Report every line below that holds the word "shortened".

# Provided data:
+ + +

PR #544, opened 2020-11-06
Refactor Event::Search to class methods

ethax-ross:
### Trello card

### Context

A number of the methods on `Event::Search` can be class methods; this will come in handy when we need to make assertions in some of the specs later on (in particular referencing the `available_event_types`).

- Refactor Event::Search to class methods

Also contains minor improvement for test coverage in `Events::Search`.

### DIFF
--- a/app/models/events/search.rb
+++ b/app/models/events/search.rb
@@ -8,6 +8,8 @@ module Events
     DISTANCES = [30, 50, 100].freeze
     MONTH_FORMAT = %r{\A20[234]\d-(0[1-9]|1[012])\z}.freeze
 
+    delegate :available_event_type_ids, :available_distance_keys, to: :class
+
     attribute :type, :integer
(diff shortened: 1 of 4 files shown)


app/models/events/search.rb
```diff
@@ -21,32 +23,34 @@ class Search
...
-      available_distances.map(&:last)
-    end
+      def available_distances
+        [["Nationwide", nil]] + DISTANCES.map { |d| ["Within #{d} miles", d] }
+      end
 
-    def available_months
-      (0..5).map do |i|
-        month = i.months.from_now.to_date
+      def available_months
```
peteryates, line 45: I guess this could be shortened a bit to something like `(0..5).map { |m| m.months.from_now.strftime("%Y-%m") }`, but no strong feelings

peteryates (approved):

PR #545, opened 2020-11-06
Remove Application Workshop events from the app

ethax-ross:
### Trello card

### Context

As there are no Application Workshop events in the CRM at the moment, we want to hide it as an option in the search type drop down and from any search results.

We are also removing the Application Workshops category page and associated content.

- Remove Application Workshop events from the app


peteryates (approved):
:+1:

+ + +

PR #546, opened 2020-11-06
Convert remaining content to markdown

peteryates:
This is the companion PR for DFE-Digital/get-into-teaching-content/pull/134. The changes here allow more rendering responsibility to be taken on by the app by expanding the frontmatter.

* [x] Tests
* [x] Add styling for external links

+ + +

# Solution to the exercise:
(diff shortened: 1 of 4 files shown)
peteryates, line 45: I guess this could be shortened a bit to something like `(0..5).map { |m| m.months.from_now.strftime("%Y-%m") }`, but no strong feelings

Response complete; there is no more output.